● The task
The reply to the records below should contain exactly the lines from the line with "PR #117, opened 2021-09-17" through the line with "from 1 to 1024, other", and nothing besides.

● Dataset extract
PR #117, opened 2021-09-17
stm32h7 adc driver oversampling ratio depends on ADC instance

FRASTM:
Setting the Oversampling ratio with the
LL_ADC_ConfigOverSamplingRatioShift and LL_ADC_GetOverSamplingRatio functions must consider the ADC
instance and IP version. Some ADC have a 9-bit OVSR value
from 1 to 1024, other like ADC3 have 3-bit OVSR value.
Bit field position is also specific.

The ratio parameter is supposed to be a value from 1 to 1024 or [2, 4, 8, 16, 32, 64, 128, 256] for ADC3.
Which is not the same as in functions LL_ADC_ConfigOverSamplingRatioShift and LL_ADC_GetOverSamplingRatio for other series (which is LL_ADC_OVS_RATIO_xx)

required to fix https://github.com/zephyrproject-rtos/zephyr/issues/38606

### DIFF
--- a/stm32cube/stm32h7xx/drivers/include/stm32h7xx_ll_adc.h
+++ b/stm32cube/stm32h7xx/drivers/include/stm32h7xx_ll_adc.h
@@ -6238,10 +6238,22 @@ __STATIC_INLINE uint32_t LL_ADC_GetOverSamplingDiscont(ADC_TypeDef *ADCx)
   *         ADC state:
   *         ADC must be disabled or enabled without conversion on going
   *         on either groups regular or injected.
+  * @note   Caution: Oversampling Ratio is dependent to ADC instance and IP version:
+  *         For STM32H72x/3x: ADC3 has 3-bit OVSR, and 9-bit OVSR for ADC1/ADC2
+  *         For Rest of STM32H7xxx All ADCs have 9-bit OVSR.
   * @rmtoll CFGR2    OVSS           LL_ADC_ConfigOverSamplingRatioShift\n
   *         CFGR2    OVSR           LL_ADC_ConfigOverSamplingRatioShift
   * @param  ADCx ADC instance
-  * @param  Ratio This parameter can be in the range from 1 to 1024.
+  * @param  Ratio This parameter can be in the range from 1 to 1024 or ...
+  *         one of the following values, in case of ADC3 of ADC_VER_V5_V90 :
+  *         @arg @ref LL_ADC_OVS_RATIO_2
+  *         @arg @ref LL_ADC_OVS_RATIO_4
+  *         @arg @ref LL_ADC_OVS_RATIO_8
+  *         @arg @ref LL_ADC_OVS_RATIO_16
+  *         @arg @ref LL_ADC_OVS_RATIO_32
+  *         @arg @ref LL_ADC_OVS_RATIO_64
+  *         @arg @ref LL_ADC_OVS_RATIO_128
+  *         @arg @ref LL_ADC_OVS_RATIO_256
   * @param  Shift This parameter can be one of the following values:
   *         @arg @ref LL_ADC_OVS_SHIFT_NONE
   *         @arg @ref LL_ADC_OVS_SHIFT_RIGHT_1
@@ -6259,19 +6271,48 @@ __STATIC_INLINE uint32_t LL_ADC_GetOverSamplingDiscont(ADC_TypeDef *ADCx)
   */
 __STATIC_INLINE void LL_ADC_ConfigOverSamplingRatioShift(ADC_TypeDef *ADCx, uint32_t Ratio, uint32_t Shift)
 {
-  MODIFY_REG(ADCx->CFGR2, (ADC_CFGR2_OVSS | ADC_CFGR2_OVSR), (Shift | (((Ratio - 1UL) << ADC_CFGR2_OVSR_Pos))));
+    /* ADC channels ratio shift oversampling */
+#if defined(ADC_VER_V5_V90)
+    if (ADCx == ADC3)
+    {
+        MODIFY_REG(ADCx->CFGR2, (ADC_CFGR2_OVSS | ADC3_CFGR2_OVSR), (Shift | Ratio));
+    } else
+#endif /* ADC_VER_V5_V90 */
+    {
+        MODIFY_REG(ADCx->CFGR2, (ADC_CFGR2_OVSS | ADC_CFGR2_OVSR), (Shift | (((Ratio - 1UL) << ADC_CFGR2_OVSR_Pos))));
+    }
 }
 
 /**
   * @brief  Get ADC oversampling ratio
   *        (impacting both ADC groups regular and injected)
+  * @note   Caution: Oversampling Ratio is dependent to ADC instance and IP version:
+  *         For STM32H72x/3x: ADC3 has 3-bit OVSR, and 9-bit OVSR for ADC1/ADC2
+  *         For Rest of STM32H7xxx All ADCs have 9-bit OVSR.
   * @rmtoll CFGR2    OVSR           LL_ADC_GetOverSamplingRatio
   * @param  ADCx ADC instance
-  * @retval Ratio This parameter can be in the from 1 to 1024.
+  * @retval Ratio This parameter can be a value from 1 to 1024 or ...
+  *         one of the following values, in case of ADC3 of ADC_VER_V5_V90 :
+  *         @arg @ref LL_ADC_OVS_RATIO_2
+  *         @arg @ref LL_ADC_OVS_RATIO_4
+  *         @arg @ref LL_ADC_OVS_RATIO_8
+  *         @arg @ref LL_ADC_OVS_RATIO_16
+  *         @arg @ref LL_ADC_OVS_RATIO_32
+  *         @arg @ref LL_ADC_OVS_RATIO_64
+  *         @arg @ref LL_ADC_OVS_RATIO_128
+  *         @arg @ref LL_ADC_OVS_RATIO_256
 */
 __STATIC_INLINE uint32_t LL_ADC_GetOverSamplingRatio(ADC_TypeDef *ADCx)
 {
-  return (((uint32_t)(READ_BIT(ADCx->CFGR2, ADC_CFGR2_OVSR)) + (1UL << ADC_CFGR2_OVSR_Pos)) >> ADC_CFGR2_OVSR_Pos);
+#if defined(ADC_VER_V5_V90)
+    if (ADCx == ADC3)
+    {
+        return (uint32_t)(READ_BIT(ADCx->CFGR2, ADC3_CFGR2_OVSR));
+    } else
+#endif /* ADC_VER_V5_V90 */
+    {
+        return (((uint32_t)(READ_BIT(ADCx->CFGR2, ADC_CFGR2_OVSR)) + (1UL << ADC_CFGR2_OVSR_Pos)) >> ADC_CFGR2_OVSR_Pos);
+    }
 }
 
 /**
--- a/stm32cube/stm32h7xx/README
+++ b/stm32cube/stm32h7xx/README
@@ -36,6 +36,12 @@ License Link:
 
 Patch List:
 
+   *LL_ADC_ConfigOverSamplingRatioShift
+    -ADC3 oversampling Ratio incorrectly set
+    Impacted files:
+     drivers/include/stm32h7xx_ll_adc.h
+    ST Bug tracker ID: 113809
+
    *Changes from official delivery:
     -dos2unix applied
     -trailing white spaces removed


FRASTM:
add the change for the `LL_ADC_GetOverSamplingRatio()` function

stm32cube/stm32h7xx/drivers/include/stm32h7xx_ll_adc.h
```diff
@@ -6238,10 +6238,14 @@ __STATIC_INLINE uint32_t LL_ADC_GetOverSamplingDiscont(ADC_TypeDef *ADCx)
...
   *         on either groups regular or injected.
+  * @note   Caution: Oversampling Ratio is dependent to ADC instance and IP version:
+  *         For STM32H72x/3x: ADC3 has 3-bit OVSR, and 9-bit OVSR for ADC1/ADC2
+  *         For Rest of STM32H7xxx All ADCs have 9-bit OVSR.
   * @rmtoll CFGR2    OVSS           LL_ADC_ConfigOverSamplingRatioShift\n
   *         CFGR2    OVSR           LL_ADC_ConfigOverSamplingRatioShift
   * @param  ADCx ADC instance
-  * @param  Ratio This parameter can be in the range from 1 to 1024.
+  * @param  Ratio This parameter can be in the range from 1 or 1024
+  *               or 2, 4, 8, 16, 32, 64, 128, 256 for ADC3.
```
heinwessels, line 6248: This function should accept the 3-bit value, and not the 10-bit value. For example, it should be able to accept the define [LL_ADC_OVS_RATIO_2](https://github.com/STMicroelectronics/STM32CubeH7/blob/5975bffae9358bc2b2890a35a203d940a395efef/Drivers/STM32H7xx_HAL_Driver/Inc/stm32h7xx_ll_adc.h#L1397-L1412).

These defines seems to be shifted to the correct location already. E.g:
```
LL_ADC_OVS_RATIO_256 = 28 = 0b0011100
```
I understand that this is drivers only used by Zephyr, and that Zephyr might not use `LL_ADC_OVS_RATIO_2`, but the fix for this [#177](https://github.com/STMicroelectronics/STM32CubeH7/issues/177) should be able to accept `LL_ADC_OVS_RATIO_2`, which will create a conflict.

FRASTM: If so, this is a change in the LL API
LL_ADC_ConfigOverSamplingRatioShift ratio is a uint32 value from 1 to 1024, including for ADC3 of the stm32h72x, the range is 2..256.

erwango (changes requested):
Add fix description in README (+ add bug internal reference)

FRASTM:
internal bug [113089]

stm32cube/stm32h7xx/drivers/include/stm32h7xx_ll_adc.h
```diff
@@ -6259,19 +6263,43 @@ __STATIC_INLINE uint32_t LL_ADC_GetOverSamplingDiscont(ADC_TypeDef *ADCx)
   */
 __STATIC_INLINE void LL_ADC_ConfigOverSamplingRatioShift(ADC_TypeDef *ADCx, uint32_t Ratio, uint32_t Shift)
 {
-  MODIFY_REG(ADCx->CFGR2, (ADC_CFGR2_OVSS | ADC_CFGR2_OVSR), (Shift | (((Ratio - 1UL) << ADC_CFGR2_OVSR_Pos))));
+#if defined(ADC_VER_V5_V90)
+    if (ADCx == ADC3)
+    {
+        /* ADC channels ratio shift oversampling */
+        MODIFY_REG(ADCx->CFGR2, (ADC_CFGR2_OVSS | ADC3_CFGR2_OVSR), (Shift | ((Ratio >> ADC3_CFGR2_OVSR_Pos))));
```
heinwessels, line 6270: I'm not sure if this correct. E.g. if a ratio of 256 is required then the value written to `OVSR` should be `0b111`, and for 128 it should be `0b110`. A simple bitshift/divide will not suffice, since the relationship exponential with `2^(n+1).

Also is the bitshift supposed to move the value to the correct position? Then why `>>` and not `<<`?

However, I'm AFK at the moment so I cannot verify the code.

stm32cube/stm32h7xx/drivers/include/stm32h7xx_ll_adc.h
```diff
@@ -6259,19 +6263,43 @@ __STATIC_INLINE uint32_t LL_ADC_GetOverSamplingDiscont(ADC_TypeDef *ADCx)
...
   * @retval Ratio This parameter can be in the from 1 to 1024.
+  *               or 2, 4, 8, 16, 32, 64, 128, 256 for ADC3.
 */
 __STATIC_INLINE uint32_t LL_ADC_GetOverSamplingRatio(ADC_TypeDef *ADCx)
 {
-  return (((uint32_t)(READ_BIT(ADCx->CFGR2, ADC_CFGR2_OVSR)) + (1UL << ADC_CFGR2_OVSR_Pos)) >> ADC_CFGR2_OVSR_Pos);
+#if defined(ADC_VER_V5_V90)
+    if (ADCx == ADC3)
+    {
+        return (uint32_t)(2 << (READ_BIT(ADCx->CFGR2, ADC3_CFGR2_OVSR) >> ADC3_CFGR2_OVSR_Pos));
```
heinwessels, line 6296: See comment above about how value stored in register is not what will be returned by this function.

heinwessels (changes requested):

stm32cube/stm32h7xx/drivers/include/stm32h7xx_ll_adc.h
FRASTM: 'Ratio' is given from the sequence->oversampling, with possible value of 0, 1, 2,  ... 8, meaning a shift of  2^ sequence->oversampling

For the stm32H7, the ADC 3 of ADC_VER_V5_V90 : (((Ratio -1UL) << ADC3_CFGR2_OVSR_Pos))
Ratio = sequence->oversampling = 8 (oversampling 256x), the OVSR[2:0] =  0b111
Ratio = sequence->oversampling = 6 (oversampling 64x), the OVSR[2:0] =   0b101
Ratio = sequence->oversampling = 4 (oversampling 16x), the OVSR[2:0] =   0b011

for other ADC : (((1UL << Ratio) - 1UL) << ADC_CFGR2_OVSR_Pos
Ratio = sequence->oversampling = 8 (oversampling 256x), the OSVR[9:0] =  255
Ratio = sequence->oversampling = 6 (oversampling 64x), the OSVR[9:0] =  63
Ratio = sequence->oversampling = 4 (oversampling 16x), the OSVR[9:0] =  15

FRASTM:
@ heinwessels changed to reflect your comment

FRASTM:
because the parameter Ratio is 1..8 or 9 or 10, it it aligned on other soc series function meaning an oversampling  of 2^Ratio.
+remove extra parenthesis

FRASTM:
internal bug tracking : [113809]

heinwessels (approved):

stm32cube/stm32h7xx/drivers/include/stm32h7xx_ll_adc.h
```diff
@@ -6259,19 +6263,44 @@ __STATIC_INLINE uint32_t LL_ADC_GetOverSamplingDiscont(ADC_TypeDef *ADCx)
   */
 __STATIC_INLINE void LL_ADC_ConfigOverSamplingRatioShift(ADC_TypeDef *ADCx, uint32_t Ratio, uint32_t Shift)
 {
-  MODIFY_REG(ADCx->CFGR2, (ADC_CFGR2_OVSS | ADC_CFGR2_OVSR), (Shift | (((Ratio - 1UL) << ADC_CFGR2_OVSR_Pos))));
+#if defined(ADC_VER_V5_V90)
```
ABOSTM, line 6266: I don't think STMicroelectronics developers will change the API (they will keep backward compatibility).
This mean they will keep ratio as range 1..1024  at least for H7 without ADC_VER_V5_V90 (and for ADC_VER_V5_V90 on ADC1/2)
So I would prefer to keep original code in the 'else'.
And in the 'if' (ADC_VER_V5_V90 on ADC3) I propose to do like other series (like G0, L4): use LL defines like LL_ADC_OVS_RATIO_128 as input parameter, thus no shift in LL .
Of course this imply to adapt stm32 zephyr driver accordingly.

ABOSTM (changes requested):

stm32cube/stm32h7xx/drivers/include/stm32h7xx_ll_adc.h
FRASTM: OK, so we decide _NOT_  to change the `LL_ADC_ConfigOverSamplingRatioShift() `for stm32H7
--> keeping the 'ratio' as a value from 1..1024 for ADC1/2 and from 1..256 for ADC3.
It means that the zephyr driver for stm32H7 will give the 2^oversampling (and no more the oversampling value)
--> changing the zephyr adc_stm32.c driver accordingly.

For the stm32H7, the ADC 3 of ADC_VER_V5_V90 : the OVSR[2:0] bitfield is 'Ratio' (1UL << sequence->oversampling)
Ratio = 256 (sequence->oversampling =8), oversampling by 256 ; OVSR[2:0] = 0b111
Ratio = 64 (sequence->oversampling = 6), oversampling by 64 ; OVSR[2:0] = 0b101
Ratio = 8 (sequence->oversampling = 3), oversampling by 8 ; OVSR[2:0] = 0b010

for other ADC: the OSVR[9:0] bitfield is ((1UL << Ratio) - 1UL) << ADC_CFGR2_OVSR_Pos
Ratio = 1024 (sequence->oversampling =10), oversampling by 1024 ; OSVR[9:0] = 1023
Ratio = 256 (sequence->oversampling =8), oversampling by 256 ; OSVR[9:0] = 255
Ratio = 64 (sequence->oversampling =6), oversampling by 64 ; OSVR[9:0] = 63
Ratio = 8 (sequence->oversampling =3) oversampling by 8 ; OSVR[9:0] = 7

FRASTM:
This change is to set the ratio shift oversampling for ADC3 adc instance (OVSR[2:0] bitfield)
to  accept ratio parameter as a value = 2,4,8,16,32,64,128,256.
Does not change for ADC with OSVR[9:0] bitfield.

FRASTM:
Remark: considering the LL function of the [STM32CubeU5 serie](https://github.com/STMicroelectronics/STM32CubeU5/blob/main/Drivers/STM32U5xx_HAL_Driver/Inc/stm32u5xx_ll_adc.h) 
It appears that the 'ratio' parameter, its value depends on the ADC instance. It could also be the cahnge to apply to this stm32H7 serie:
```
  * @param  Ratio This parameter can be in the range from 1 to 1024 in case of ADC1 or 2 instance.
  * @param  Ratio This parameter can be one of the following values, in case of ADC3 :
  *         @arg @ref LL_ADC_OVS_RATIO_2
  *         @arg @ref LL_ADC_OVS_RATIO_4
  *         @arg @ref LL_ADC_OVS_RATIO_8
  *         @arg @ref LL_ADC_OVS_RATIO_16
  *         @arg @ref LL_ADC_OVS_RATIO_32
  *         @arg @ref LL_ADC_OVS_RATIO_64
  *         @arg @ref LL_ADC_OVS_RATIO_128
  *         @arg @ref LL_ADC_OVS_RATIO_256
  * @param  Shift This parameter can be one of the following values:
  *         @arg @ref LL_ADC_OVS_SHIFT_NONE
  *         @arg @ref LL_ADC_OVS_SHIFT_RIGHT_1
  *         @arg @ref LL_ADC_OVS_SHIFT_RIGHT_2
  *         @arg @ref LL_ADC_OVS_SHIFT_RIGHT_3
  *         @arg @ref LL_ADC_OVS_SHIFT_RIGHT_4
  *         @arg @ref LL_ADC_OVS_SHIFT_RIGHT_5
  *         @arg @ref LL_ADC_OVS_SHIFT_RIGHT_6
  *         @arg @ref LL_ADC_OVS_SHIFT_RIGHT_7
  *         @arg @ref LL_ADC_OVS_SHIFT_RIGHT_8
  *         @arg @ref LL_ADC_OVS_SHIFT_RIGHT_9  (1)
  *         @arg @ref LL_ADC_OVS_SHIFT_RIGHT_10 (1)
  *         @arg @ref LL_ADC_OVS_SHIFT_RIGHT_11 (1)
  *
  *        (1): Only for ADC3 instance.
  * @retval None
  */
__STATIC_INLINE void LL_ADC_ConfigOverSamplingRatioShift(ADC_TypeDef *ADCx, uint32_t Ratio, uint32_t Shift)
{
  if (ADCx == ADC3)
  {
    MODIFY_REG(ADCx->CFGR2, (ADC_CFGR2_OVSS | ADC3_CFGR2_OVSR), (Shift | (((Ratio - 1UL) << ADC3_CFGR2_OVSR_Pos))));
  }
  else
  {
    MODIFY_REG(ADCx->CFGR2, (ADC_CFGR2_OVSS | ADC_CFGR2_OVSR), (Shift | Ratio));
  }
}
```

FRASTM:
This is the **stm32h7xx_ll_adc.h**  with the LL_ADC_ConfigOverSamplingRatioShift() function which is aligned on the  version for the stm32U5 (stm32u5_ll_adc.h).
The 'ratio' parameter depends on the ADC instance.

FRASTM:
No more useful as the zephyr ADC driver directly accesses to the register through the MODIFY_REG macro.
* * *
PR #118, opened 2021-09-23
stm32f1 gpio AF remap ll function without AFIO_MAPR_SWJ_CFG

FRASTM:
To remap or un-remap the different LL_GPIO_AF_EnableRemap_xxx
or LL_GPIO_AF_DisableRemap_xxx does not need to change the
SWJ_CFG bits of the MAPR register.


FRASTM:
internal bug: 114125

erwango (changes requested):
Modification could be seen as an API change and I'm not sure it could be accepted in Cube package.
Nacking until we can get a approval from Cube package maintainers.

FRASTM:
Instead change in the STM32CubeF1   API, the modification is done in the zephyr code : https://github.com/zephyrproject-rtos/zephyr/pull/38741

● Exercise output
PR #117, opened 2021-09-17
stm32h7 adc driver oversampling ratio depends on ADC instance

FRASTM:
Setting the Oversampling ratio with the
LL_ADC_ConfigOverSamplingRatioShift and LL_ADC_GetOverSamplingRatio functions must consider the ADC
instance and IP version. Some ADC have a 9-bit OVSR value
from 1 to 1024, other like ADC3 have 3-bit OVSR value.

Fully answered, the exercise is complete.